Happy Easter, from all of us at Lawrence V. McCrobie, llc.
On behalf of our ministry, we wish you, your families, and those near and dear to you a joyful, holy, and blessed Easter.
During the Easter season, we invite you to reflect on the meaning of the Cross, via a recent article, “Christianity, when properly understood, is a religion of losers.” While a provocative and “click-bait” title, it helps us to understand what we truly lose and what we gain in the Cross of Christ, and in the Resurrection, during Easter. Three short paragraphs are below for your reflection:
“Christianity, properly understood, is a religion of losers – the worst of playground insults. For not only do we not want to be a loser, we don’t want to associate with them either. We pointedly shun losers, as if some of their loser-ness might rub off on us. Or rather, more honestly, we shun them because others might recognize us as among their number. And because we secretly fear that this might actually be true, we shun them all the more viciously, thus to distance ourselves all the more emphatically. And so the cock crows three times.
But it is true. Deep failure, the failure of our lives, is something we occasionally contemplate in the middle of the night, in those moments of terrifying honesty before we get up and dress for success. Ecce homo, said Pilate. Behold, the man. This is humanity. And the facade of success we present to the world is commonly a desperate attempt to ward off this knowledge. At the beginning of Lent, Christians are reminded of this in the most emphatic of ways: know that you are dust and to dust you shall return. Those who used the period of Lent to give things up are invited to live life stripped bare, experiencing humanity in the raw, without the familiar props to our ego.

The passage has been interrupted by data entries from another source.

PR #239, opened 2016-04-09
Try Pro Updater proxy server when primary fails

raamdev:
See websharks/comet-cache#678


raamdev:
This PR also updates the inline docs to explain that a license key is required (removes all mention of using an account password for authentication). See https://github.com/websharks/cometcache.com/issues/64

raamdev:
@jaswsinc A second set of eyes on this would be appreciated, when you get a chance. Thank you.

jaswsinc:
Looks good to me 😃

PR #242, opened 2016-04-12
Attempt to use proxy server when checks for latest version fail primary

raamdev:
See websharks/comet-cache#678


raamdev:
@jaswsinc Just a heads up on these changes. 

During testing I found that the proxy server was not always responding quickly enough and the default `wp_remote_post()` timeout was causing failures ("Operation timed out after 1001 milliseconds with 0 bytes received").

jaswsinc:
Copy that. I thought the default was `5` seconds, but I have seen that sort of thing too. I still think there is a bug in WordPress core that causes this at times. I've never been able to put my finger on it though.

PR #243, opened 2016-04-14
Enable Comet Cache to clear cache for Custom Term Archive Views by default

renzms:
see websharks/comet-cache#693


jaswsinc:
This looks great to me. 😄

raamdev:
@jaswsinc This will change the default for new users, but not for existing users, correct? For that we also need a Version Upgrade routine that changes the value of this option from `0` to `1`. Do I have that right?

jaswsinc:
Well, I'm not sure how that would work exactly though, because it's just a boolean flag. I can't think of a way to do a version-specific upgrade for this without overriding (potentially) someone's personal preference of `0` as it is currently configured by their options. If we want to just enable it for everyone during the next update and then post a notice though, I suppose that would work.

raamdev:
> I can't think of a way to do a version-specific upgrade for this without overriding (potentially) someone's personal preference of 0 as it is currently configured by their options.

Well, it's off by default right now, so someone's personal preference would really be "leave it at the default". If we decide to change the default, then we're still going with their personal preference: use the default.

In my mind, it's a lot safer to enable this for everybody because the most likely scenario is that site owners don't even realize the Custom Term Archive Views are not getting cleared automatically. The much less likely scenario is that someone is specifically relying on that option being disabled for some other part of their site to work correctly. 

And even then, "not working correctly" would most likely mean the term archives view caches getting cleared unnecessarily (e.g., if a plugin that adds a CPT with a Custom Term calls the wrong hooks at the wrong times and results in Comet Cache clearing the CPT Term Archive View cache too frequently).

jaswsinc:
Agreed 👍

raamdev:
@jaswsinc A quick review of https://github.com/websharks/comet-cache-pro/pull/243/commits/f22e7ba9d3fb7c47a38d9e416492a82f599487ca when you get a chance, please.

jaswsinc:
Looks great 😄

renzms:
@raamdev @jaswsinc 

Hi, noticed this was still open, anything else I need to add here or fix? Thanks!

raamdev:
@renzms Thanks for the heads up. :-) This has been merged.

PR #246, opened 2016-04-28
Clear the PHP OPCache when a plugin is upgraded/activated/deactivated

raamdev:
See websharks/comet-cache#740

### DIFF
--- a/src/includes/classes/Actions.php
+++ b/src/includes/classes/Actions.php
@@ -805,8 +805,8 @@ class Actions extends AbsBase
                          '_wpnonce' => wp_create_nonce('upgrade-plugin_'.plugin_basename(PLUGIN_FILE)),
 
                          // See: `preSiteTransientUpdatePlugins()` where these are picked up.
-                         GLOBAL_NS.'_update_pro_version' => $product_api_response->pro_version,
-                         GLOBAL_NS.'_update_pro_zip'     => base64_encode($product_api_response->pro_zip),
+                         GLOBAL_NS.'_update_pro_version' => apply_filters(GLOBAL_NS.'_update_pro_version', $product_api_response->pro_version),
+                         GLOBAL_NS.'_update_pro_zip'     => base64_encode(apply_filters(GLOBAL_NS.'_update_pro_zip', $product_api_response->pro_zip)),
                          // @TODO Encrypt/decrypt to avoid mod_security issues. Base64 is not enough.
         ];
         $redirect_to = add_query_arg(urlencode_deep($query_args), $redirect_to);
--- a/src/includes/classes/Plugin.php
+++ b/src/includes/classes/Plugin.php
@@ -525,6 +525,7 @@ class Plugin extends AbsBaseAp
         add_action('admin_init', [$this, 'autoClearCacheOnSettingChanges']);
         add_action('safecss_save_pre', [$this, 'autoClearCacheOnJetpackCustomCss'], 10, 1);
         add_action('upgrader_process_complete', [$this, 'autoClearOnUpgraderProcessComplete'], 10, 2);
+        add_action('upgrader_process_complete', [$this, 'wipeOpcacheByForce'], PHP_INT_MAX);
 
         add_action('switch_theme', [$this, 'autoClearCache']);
         add_action('wp_create_nav_menu', [$this, 'autoClearCache']);
--- a/src/includes/traits/Plugin/WcpOpcacheUtils.php
+++ b/src/includes/traits/Plugin/WcpOpcacheUtils.php
@@ -64,6 +64,18 @@ trait WcpOpcacheUtils
     }
 
     /**
+     * Wipe the Opcache (by force).
+     *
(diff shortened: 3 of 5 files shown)


raamdev:
@jaswsinc As I mentioned on Slack, what I've pushed so far doesn't seem to clear the PHP OPCache after an update via the Pro Updater. I'm not sure why—still trying to figure that out. I tested regular WordPress plugin updates and the OPCache is wiped right after as expected, but running the Pro Updater does not seem to trigger `wipeOpcacheByForce()` (which is being attached to the WordPress `shutdown` hook). 

Maybe you can see something I'm missing? 😄

raamdev:
**Note:** While https://github.com/websharks/comet-cache-pro/pull/246/commits/a75f879645e4cb64476d0904da77dc1f239ea349 causes the Pro Updater to clear the PHP OPCache after installing an updated version of Comet Cache Pro, there's still a problem: the `add_action()` on [these lines](https://github.com/websharks/comet-cache-pro/pull/246/commits/9f096e380a401cb8528b9463ae2f6c064252f889) should be causing a Pro Update to attach `wipeOpcacheByForce()` to the WordPress `shutdown` hook, but that's not happening.

Here's why:

I did some XDebugging and found that [this line](https://github.com/websharks/comet-cache-pro/blob/160417/src/includes/traits/Plugin/WcpUpdaterUtils.php#L49) `is_plugin_active($data['plugin'])` is returning false (with `$data['plugin'] == 'comet-cache-pro/comet-cache-pro.php`). That's preventing the following line from being run whenever the Pro Updater is being used to update Comet Cache Pro and therefore this line never gets run:

```
add_action('shutdown', [$this, 'wipeOpcacheByForce'], PHP_INT_MAX);
```

raamdev:
Here's what's going on: 

When upgrading an active Comet Cache Pro, the `upgrade()` routine in `class-wp-upgrader.php` is [deactivating the plugin](https://github.com/WordPress/WordPress/blob/4.5.1/wp-admin/includes/class-wp-upgrader.php#L976) before running the update that eventually calls our `autoClearOnUpgraderProcessComplete()` routine, so by the time the routine runs, `is_plugin_active($data['plugin'])` returns false.

When upgrading other active WordPress plugins from the WordPress Dashboard, they are always updated as a "bulk" upgrade, even if you're only updating one plugin. A different routine (`bulk_upgrade()`) is used in this case and in that routine the plugin [is not deactivated](https://github.com/WordPress/WordPress/blob/4.5.1/wp-admin/includes/class-wp-upgrader.php#L1033), so when our `autoClearOnUpgraderProcessComplete()` routine runs `is_plugin_active($data['plugin'])` returns true, as we're expecting.

raamdev:
@jaswsinc I spent some time going through this and looking for the best way to handle the active plugin conditionals in `autoClearOnUpgraderProcessComplete()`. 

The Pro Updater uses the WordPress `Plugin_Upgrader->upgrade()` routine. All other WordPress plugins and themes use the `Plugin_Upgrader->bulk_upgrade()` routine, even when you're only updating a single plugin/theme. I looked into updating the Pro Updater to use the `bulk_upgrade()` routine instead, but that doesn't look feasible—there would be too much 'working around' behavior intended to for the WordPress Dashboard.

So I eventually ended up with https://github.com/websharks/comet-cache-pro/pull/246/commits/3b4fe7aff687a065376f88b383a58b36849dcf03, which I tested with regular WordPress plugin updates (which always go through `autoClearOnUpgraderProcessComplete()` as `$multi_plugin_update = true`) and with the Pro Updater (which goes through as `$single_plugin_update = true`). It works great. 

_Note: Checking `$upgrader_instance->skin->upgrader->skin->plugin_active` is reliable when doing a single plugin update, but cannot be used when doing a multi-plugin update, hence the reason I didn't just refactor `autoClearOnUpgraderProcessComplete()` to rely on that for checking the plugin active status._

During testing, I also tried temporarily removing [this hook](https://github.com/websharks/comet-cache-pro/pull/246/commits/a75f879645e4cb64476d0904da77dc1f239ea349) to confirm that `wipeOpcacheByForce()` gets called by the `shutdown` hook after running a Pro Update (i.e., the original mystery we were trying to solve here).

----

If you don't have any objections or other suggested changes, I consider this ready to merge. :-) If you could run a few tests for me against this branch, that would be great.

Remember, with this branch you can now add an MU-Plugin like the following to force the Pro Updater to download a specific update (you'll still need to authenticate with the update server):

```php
<?php
add_filter( 'comet_cache_update_pro_version', function() {
    return '160428.740';
}, 10);
add_filter( 'comet_cache_update_pro_zip', function() {
    return 'http://local.wordpress.dev/wp-content/uploads/2016/04/comet-cache-pro-740.zip';
}, 10);
```

raamdev:
@jaswsinc Ping. ↑ (Trying to put together and RC today and would like to get this in.)

jaswsinc:
@raamdev I ran this branch through some tests and no issues. Looks great!

~ Thanks for the MU plugin. 💯

PR #248, opened 2016-05-10
Implement interfaces in AbsBase instead of AbsBaseAp

raamdev:
See websharks/comet-cache#752


raamdev:
@jaswsinc A quick review here when you get a chance.

jaswsinc:
Looks great to me! :-)

PR #2665, opened 2026-07-10
CAMS-786 Upgrade Node runtime from 22 to 24 LTS

cruzjone-flexion:
# Purpose

Stay current with the Node.js LTS lifecycle by upgrading from Node 22 to Node 24 across all in-repo version pins. Node 24 LTS is now Generally Available on Azure Functions, removing the previous blocker for this upgrade.

# Major Changes

- `.nvmrc` bumped from `v22.22.2` to `v24.4.0`
- CI Docker base image updated from `node:22.22.2-bookworm-slim` to `node:24.4.0-bookworm-slim`
- `linuxFxVersionMap` updated from `NODE|22` to `NODE|24` in all three Bicep deployment files (`backend-api-deploy.bicep`, `dataflows-resource-deploy.bicep`, `frontend-webapp-deploy.bicep`), including their inline version comments
- Added `ignoreDeprecations: "6.0"` to `test/e2e/tsconfig.json` (mirroring the same fix already applied to `test/uswds`) — npm 11's `npx` resolution under Node 24 surfaced TS5101/TS5107 deprecation errors (`moduleResolution=node10`, `baseUrl`) that were previously silently masked
- Excluded `scripts/harvest-mongo.ts` from `test/e2e/tsconfig.json` — this file is already dead code (marked `@deprecated`, `process.exit(1)` at the top) but its import of a removed backend path was pulling ~600 unrelated errors into typecheck once the deprecation errors above stopped short-circuiting the compiler
- Fixed ~13 genuine strict-null-check errors in `test/e2e` that had never actually been type-checked before (auth-setup.ts, urlQueryString.ts, transfer-orders.spec.ts, harvest-sqlserver.ts, load-cosmos-data.ts) — these were previously masked because tsc aborted on the config-level deprecation errors before checking file bodies
- ~~Pinned the `accessibility-test` CI job to Node 22~~ — no longer needed. The Playwright ESM loader bug (`context.conditions?.includes is not a function`) was already fixed upstream in `@playwright/test@1.61.1` (a stable release), which this repo picked up via an unrelated Renovate bump before this branch's Node 22 pin was even written. Verified on a throwaway branch that reverting `reusable-accessibility.yml` back to `node-version-file: '.nvmrc'` (Node 24) passes cleanly — [72 tests passed](https://github.com/US-Trustee-Program/Bankruptcy-Oversight-Support-Systems/actions/runs/29123889829/job/86465025715). See PR comment for details.

# Testing/Validation

No application logic changed. All GitHub Actions workflows already reference `.nvmrc` via `node-version-file` — no other workflow YAML edits were needed. Azure Functions extension bundle v4 is compatible with the Node 24 runtime; no `host.json` changes were needed.

CI failures surfaced by the Node 24 upgrade and their resolutions:
- `typecheck / TypeScript`: fixed by the tsconfig/type-error changes above — confirmed passing on the latest push.
- `accessibility-test / playwright-accessibility-test`: originally worked around by pinning that job to Node 22; superseded once we confirmed `@playwright/test@1.61.1` (already in the lockfile) resolves the issue on Node 24 directly — job now uses `node-version-file: '.nvmrc'` like every other workflow.

# Notes

**Out-of-repo follow-ups required before CI/CD runs on Node 24 (manual, post-merge):**

| System | Variable | Location | New Value |
|---|---|---|---|
| GitHub Actions | `NODE_VERSION` | Repository → Settings → Variables → Actions | `24.4.0` |
| Azure DevOps | `NODE_API_VERSION` | ADO Library variable group | `24.4.0` |

`NODE_VERSION` is consumed by `continuous-deployment.yml`, `sub-build.yml`, `sub-deploy.yml`, and `update-dependencies.yml`. `NODE_API_VERSION` is consumed by the `NodeTool@0` install step in the ADO-Mirror pipeline templates.

# Definition of Done:

## Summary by Sourcery

Upgrade project tooling and deployment configuration to use Node.js 24 LTS instead of Node.js 22.

Enhancements:
- Align Azure Functions runtime mapping to Node 24 in backend, dataflows, and frontend Bicep deployment templates.
- Update local Node version pin and CI Docker build-and-test image to Node 24 LTS.
- Fix TypeScript deprecation errors and previously-masked strict-null-check errors in `test/e2e` surfaced by npm 11 under Node 24.
- Pin the accessibility-test CI job to Node 22 to work around an upstream Playwright/Node 24 ESM loader incompatibility.

Build:
- Refresh CI Docker base image to a Node 24 LTS variant for build-and-test workflows.

Deployment:
- Adjust linuxFxVersionMap values to deploy functions on the Node 24 runtime across all relevant cloud deployment templates.


mattstankey:
Addressed one of the two Sourcery suggestions above in a96cc450b: dropped the hardcoded `(currently v24.x.x)` version string from the Node NOTE comments in all three Bicep files, so they won't go stale on future Node bumps.

Not implementing the version-centralization suggestion in this PR — it would require threading the Node version through as a deploy-time parameter from CI into Bicep (touching the CI/CD pipelines, not just these files), which is a larger, separate infra change better scoped as a follow-up.

test/e2e/playwright/auth-setup.ts
```diff
@@ -4,7 +4,11 @@ import { test } from './fixture/urlQueryString';
 require('dotenv').config({ quiet: true });
 
 const authFile = 'playwright/.auth/user.json';
-const { OKTA_USER_NAME, OKTA_PASSWORD, TARGET_HOST } = process.env;
+const { OKTA_USER_NAME, OKTA_PASSWORD } = process.env;
+if (!process.env.TARGET_HOST) {
+  throw new Error('TARGET_HOST environment variable is required for E2E tests');
+}
+const TARGET_HOST: string = process.env.TARGET_HOST;
```
jamesobrooks, line 11: What's the reasoning behind this change?

test/e2e/playwright/auth-setup.ts
```diff
@@ -74,7 +84,7 @@ async function oktaLogin(page: Page) {
 }
 
 function usingAuthenticationProvider() {
-  let loginFunction;
+  let loginFunction = mockLogin;
```
jamesobrooks: Why do we need this? It seems like the same result as before, but with a perceived preference for mock login, which I'm not sure should be preferred.

jamesobrooks (commented):
I left some questions where I'm wondering why we made some changes. I'm also wondering why there are TypeScript v7 related changes and the new `vite-env.d.ts` file, which seems to only include a TypeScript directive.

test/e2e/playwright/auth-setup.ts
mattstankey: This guard+reassignment lets TypeScript narrow `TARGET_HOST` from `string | undefined` to `string` for the rest of the file.

The original code destructured `const { TARGET_HOST } = process.env`, which is `string | undefined`. Adding `if (!TARGET_HOST) throw ...` right after doesnt narrow the destructured variable inside the `mockLogin`/`oktaLogin` closures defined later in the file — TypeScript cannot prove those closures only run after the guard executes. Re-declaring `TARGET_HOST` as an explicitly typed `const` after the check fixes that, so the rest of the file can use it as a plain `string` without further guards.

This was needed to get `tsc --noEmit` passing in `test/e2e` — see the tsconfig fix in 67b47dc11 for context on why this file was never actually typechecked before.

test/e2e/playwright/auth-setup.ts
mattstankey: This is not a preference change — its fixing a TS18048 "possibly undefined" typecheck error, and picking a default that matches existing runtime behavior.

The original `let loginFunction;` had no initializer, so if `provider.toLowerCase()` didnt match any of the three `case` branches, `loginFunction` would stay `undefined` and `tsc` flagged the `await login(page)` call at line 17 as possibly invoking `undefined`.

I defaulted it to `mockLogin` because thats consistent with the line directly above it: `process.env.CAMS_LOGIN_PROVIDER ?? 'mock'` already treats `'mock'` as the runtime fallback whenever `CAMS_LOGIN_PROVIDER` is unset. So this only makes the type-level default agree with the fallback that was already there — it doesnt change which login function actually gets used for any given `CAMS_LOGIN_PROVIDER` value.

Happy to use a different fallback (e.g. `noOp`, or throw for unrecognized providers) if youd prefer — let me know.

mattstankey: Good catch — you were right to push on this. I dug in further: `CAMS_LOGIN_PROVIDER` is also set when running against deployed environments (per `docs/operations/e2e-tests.md`), so a typo'd or misconfigured value there is a real failure mode, not just a TS-exhaustiveness technicality. Defaulting to `mockLogin` would have silently attempted mock login against a live Okta-secured environment instead of failing with a clear error about the bad config.

Fixed in dd21b806f: now throws `Unrecognized CAMS_LOGIN_PROVIDER: "<value>"` for any value that does not match `none`/`okta`/`mock`, instead of silently falling back to `mockLogin`. Still satisfies the typechecker since every path either returns or throws.

test/e2e/playwright/auth-setup.ts
mattstankey: Verified this empirically to make sure I wasnt just asserting it — three minimal repros with `tsc --noEmit --strict`:

```ts
// 1. Destructured const + guard: FAILS to narrow
const { TARGET_HOST } = process.env;
if (!TARGET_HOST) { throw new Error("required"); }
function useIt() { console.log(TARGET_HOST.length); }
// error TS18048: TARGET_HOST is possibly undefined

// 2. Non-destructured const + guard: still FAILS
const TARGET_HOST = process.env.TARGET_HOST;
if (!TARGET_HOST) { throw new Error("required"); }
function useIt() { console.log(TARGET_HOST.length); }
// error TS18048: TARGET_HOST is possibly undefined

// 3. Guard on process.env.X directly, then re-declare: PASSES
if (!process.env.TARGET_HOST) { throw new Error("required"); }
const TARGET_HOST: string = process.env.TARGET_HOST;
function useIt() { console.log(TARGET_HOST.length); }
// no error
```

So the failure mode isnt about destructuring specifically — its that `tsc` wont carry a narrowed type across a function boundary for any `const` derived from `process.env`, no matter how its declared. The only pattern that survives into the closures (`mockLogin`/`oktaLogin`) is guarding the `process.env.X` property access itself and then giving the re-declared local an explicit type, which is what the current code does.

mattstankey: Another followup to this after pushing back on the change:

(`TARGET_HOST` reassignment): I re-verified this was actually necessary rather than just re-asserting it — ran three isolated `tsc --strict` repros. Confirmed TypeScript won't carry a narrowed process.env type across a function boundary regardless of whether it's destructured or not; the only pattern that survives into the `mockLogin/oktaLogin` closures is guarding `process.env.TARGET_HOST` directly and re-declaring the local with an explicit type. Posted that evidence on the thread — this one holds up, no change needed.

jamesobrooks (dismissed):

jamesobrooks:
Dropped the Node 22 pin on the \`accessibility-test\` job in fb81997a2.

While reviewing this PR, we found that the Playwright ESM loader bug that motivated the pin (\`context.conditions?.includes is not a function\` under Node 24) was already fixed upstream in \`@playwright/test@1.61.1\` — a stable release, not the \`1.62.0-alpha\` this PR's original comment cited. This repo already had 1.61.1 installed via an unrelated Renovate bump (commit ec7d94082) that landed on \`main\` before this branch's Node 22 pin was written, so the workaround was stale before it even merged.

Confirmed on a throwaway branch (\`test-playwright\`) that reverting \`reusable-accessibility.yml\` to \`node-version-file: '.nvmrc'\` (Node 24) passes cleanly: https://github.com/US-Trustee-Program/Bankruptcy-Oversight-Support-Systems/actions/runs/29123889829/job/86465025715 (72 tests passed).

Reference for the upstream bug/fix: https://github.com/microsoft/playwright/issues/41311

jamesobrooks (approved):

But here’s the thing. The Christian story, like the best sort of terrifying psychoanalysis, strips you down to nothing in order for you to face yourself anew. For it turns out that losers are not despised or rejected, not ultimately. In fact, losers can discover something about themselves that winners cannot ever appreciate – that they are loved and
wanted simply because of who they are and not because of what they achieve. That despite it all, raw humanity is glorious and wonderful, entirely worthy of love. This is revealed precisely at the greatest point of dejection. The resurrection is not a conjuring trick with bones. It is a revelation that love is stronger than death, that human worth is not indexed to worldly success.”
Today we rejoice, for we who were lost are today found.
For His Mercy Endure Forever! Alleluia, Alleluia!